─── Available records

PR #2529, opened 2025-04-29
Handle Export Licence reference codes

kevincarrogan:
### Aim

Allow reference codes to be generated for Export Licence applications.

This removes some of the old logic for case types that never went live but also does a bit of refactoring to allow us to more easily bring back new case types.

[LTD-6180](https://uktrade.atlassian.net/browse/LTD-6180)

[LTD-6180]: https://uktrade.atlassian.net/browse/LTD-6180?atlOrigin=eyJpIjoiNWRkNTljNzYxNjVmNDY3MDlhMDU5Y2ZhYzA5YTRkZjUiLCJwIjoiZ2l0aHViLWNvbS1KU1cifQ


api/applications/models.py
```diff
@@ -403,6 +403,17 @@ def get_required_decision_document_types(self):
 
         return required_decisions
 
+    def get_reference_code_prefix(self):
+        reference_code_prefix = super().get_reference_code_prefix()
+
+        return f"GB{reference_code_prefix}"
```
Tllew, line 409: I wonder if the GB should be a variable?

then again maybe it'll never change since it's a GB licence..

api/applications/models.py
```diff
@@ -403,6 +403,17 @@ def get_required_decision_document_types(self):
...
+
+    def get_reference_code_suffix(self):
+        return {
+            ApplicationExportType.PERMANENT: "P",
```
Tllew, line 413: should this be added to a constant file?

Tllew (approved):
Looks good, added a few comments but nothing that warranty holding the ticket up

api/applications/models.py
kevincarrogan: This is the only place this is used at the moment so I've just left it here.

If/when we use it in other places then I think we could move it to a constants file.

api/cases/models.py
```diff
@@ -150,12 +150,37 @@ def save(self, *args, **kwargs):
...
 
         super(Case, self).save(*args, **kwargs)
 
+    def get_reference_code_prefix(self):
+        case_type = CaseTypeEnum.reference_to_class(self.case_type.reference)
+        reference_code_prefix = getattr(case_type, "reference_code_identifier", case_type.reference)
+        return reference_code_prefix
+
+    def get_reference_code_suffix(self):
+        return ""
```
hnryjmes, line 165: what is the purpose of this

kevincarrogan: Have a look at https://github.com/uktrade/lite-api/pull/2529/files#diff-16db8c7666ec8d18224261f0f2fcd942c4fcdcacf9dfc8a1f4f48641afdde0ebR411-R415

hnryjmes: ah yeah I get it now

api/cases/tests/test_reference_code.py
```diff
@@ -1,67 +1,50 @@
...
+@pytest.mark.parametrize(
+    "application_factory, factory_kwargs, expected_reference_code",
+    (
+        (DraftStandardApplicationFactory, {}, None),
+        (StandardApplicationFactory, {"export_type": ApplicationExportType.PERMANENT}, "GBSIEL/2023/0000001/P"),
+        (StandardApplicationFactory, {"export_type": ApplicationExportType.TEMPORARY}, "GBSIEL/2023/0000001/T"),
+        (F680ApplicationFactory, {}, None),
+        (SubmittedF680ApplicationFactory, {}, "F680/2023/0000001"),
+        (DraftExportLicenceApplicationFactory, {}, None),
+        (ExportLicenceApplicationFactory, {"export_type": ApplicationExportType.PERMANENT}, "GBEL/2023/0000001/P"),
```
hnryjmes, line 36: I wonder if users will expect (incorrectly) that a case they have referenced as `GBEL/2026/0000042/P` will convert into a `GBSIEL/2026/0000042/P` when in fact the numberings are unrelated and the new reference will be whatever is the next number in the sequence

hnryjmes (approved):

saruniitr:
These Exporter licences, are these different application types that we are going to support besides OIELs?

kevincarrogan:
> These Exporter licences, are these different application types that we are going to support besides OIELs?

Not quite.

An Export Licence encompasses both OIELs and SIELs so it's a hierarchy.

What we're trying to do here though is not decide yet whether it's an OIEL or a SIEL but leave that later in the process so I'm using this more generic model up until the point it switches to an actual SIEL or OIEL.

api/cases/tests/test_reference_code.py
kevincarrogan: That's quite a conclusion you've jumped to.

It's likely that it will in fact just convert as you've suggested it will. Or at the very least the licence number will reflect the actual licence type.

There's no intention though to use the next number in the sequence for any of these changes so the reference number will largely be consistent.

PR #2530, opened 2025-04-29
LTD-6165-note-time-line-f680-outcome 

depsiatwal:
https://uktrade.atlassian.net/browse/LTD-6165

Adds a NT Audit for adding/clearing outcomes


marcuspp (approved):

api/f680/caseworker/tests/test_views.py
```diff
@@ -618,6 +618,13 @@ def test_POST_create_single_item_group_success(
             "validity_period": 24,
         }
 
+        audit_record = Audit.objects.get(target_object_id=str(f680_application.id), verb=AuditType.CREATE_F680_OUTCOME)
```
saruniitr, line 621: do you think it will be useful to record `security_grading`?

depsiatwal: I thought about this but then thought where do we stop ?
I think this should really be user as action audit log really. 
Anything else we should we should use the Table history audit

saruniitr: Actually the validity period depends on the security grading which is why I think it helps to record this.

saruniitr (approved):

api/f680/caseworker/tests/test_views.py
depsiatwal: fair enough added

currycoder (approved):

PR #2534, opened 2025-04-30
LTD-6145 - F680 finalise (refactor)

marcuspp:
### Aim


api/cases/models.py
```diff
@@ -444,59 +434,50 @@ def finalise(self, user, decisions, note):
...
                 target=self,
                 payload={
-                    "case_reference": self.reference_code,
-                    "decision": advice_type,
-                    "licence_reference": licence_reference,
+                    "status": {"new": self.status.status, "old": old_status},
+                    "additional_text": note,
                 },
             )
+            logging.info("Case is now finalised")
```
kevincarrogan, line 467: Can we make this a name logger i.e. `logger = logging.getLogger(__name__)`?

Could we also add some information here as to what case was finalised, maybe the case id and/or reference?

api/cases/models.py
```diff
@@ -444,59 +434,50 @@ def finalise(self, user, decisions, note):
...
+        if application_manifest.has_feature(ApplicationFeatures.LICENCE_ISSUE):
+            licence = self.issue_licence(user, decisions)
 
-        # Finalise Case
         old_status = self.status.status
-        self.status = get_case_status_by_status(CaseStatusEnum.FINALISED)
-        self.save()
+        finalised_status = get_case_status_by_status(CaseStatusEnum.FINALISED)
+
+        if old_status != finalised_status:
```
kevincarrogan, line 454: Could we flip this to `==` and bale out early instead of having all of this logic underneath this if statement?

api/f680/models.py
```diff
@@ -149,6 +152,40 @@ def get_required_decision_document_types(self):
...
+        notify_exporter_f680_outcome_issued(self)
+
+    def manage_decisions(self, user, decisions, **kwargs):
+        decision_actions = self.get_decision_actions()
+        ordered_decisions = sorted(decisions, reverse=True)
+        for advice_type in ordered_decisions:
+            decision_actions[advice_type](self)
+            audit_trail_service.create(
+                actor=user,
+                verb=AuditType.CREATED_FINAL_RECOMMENDATION,
```
saruniitr, line 180: I think this is not a valid event for F680 because if the decision is approve then it adds "added a decision of licence approved" to the timeline which is not correct.

We have F680 specific ones here https://github.com/uktrade/lite-api/blob/dev/api/audit_trail/payload.py#L170 but as this is for finalisation may be we need a separate event for this specific to F680?

saruniitr (commented):
all looks good except for the audit event in finalise method for F680.

saruniitr (approved):

PR #2537, opened 2025-05-01
Ltd 6081 show f680 application name in draft list

markj0hnst0n:
### Aim

Any draft application on the exporter application list page currently shows as `None` even after the general application details with the name have been filled in.  To fix this this PR promotes the application name to the db field for name which the list uses.  It takes this information from the json blob sent on `partial_update`

[LTD-6081](https://uktrade.atlassian.net/browse/LTD-6081)


api/f680/exporter/views.py
```diff
@@ -41,6 +41,27 @@ class F680ApplicationViewSet(viewsets.ModelViewSet):
...
+            .get("fields", {})
+            .get("name", {})
+            .get("answer", "")
+        )
+
+        if not application.name and incoming_application_name:
+            application.name = incoming_application_name
+            application.save()
+
+        return self.update(request, *args, **kwargs)
```
currycoder, line 63: It would be good to keep our API views quite lean where we can - historically overriding methods like this has been somewhere that debt has accumulated.

I believe you could achieve the same outcome by overriding the serializer's save method instead.  You could extract the name, set it on the serializer's instance and then call through to the super's save and it should work in the same way as this

markj0hnst0n: Lifted and shifted this across to serializer

api/f680/exporter/serializers.py
```diff
@@ -40,6 +40,22 @@ def create(self, validated_data):
...
+            .get("sections", {})
+            .get("general_application_details", {})
+            .get("fields", {})
+            .get("name", {})
+            .get("answer", "")
+        )
+
+        if self.instance and not self.instance.name and incoming_application_name:
+            self.instance.name = incoming_application_name
+            self.instance.save()
```
currycoder, line 55: I believe you can drop this particular save line and defer to the call to super doing it.  Does that work?

markj0hnst0n: Changed this and it still works grand 👍

currycoder (approved):

saruniitr (approved):

PR #4406, opened 2021-06-23
Add new eligible_for_regrading column to submissions table

echau01:
This pull request will help with #4362. 

A submission is `eligible_for_regrading` if it is meant to be automatically graded. More specifically, any submission that we try to grade using `_gradeVariantWithClient()` in `lib/question.js` is eligible for regrading. As a result, the following submissions have `eligible_for_regrading = True`:
- submissions made with the "Save & Grade" button
- submissions made with the "Save Only" button that are automatically graded when an assessment closes

Note that manual grading does not change the `eligible_for_regrading` status of a submission.


database/tables/submissions.pg
```diff
@@ -5,6 +5,7 @@ columns
     credit: integer
     date: timestamp with time zone default CURRENT_TIMESTAMP
     duration: interval default '00:00:00'::interval
+    eligible_for_regrading: boolean not null default false
```
mwest1066, line 8: Maybe rename to `regradable`?

echau01: I like that name -- it's a lot shorter.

──────

Return only the lines between the one holding "Ltd 6081 show" and the one holding "Any draft application", inclusive, exactly as they appear above.

Ltd 6081 show f680 application name in draft list

markj0hnst0n:
### Aim

Any draft application on the exporter application list page currently shows as `None` even after the general application details with the name have been filled in.  To fix this this PR promotes the application name to the db field for name which the list uses.  It takes this information from the json blob sent on `partial_update`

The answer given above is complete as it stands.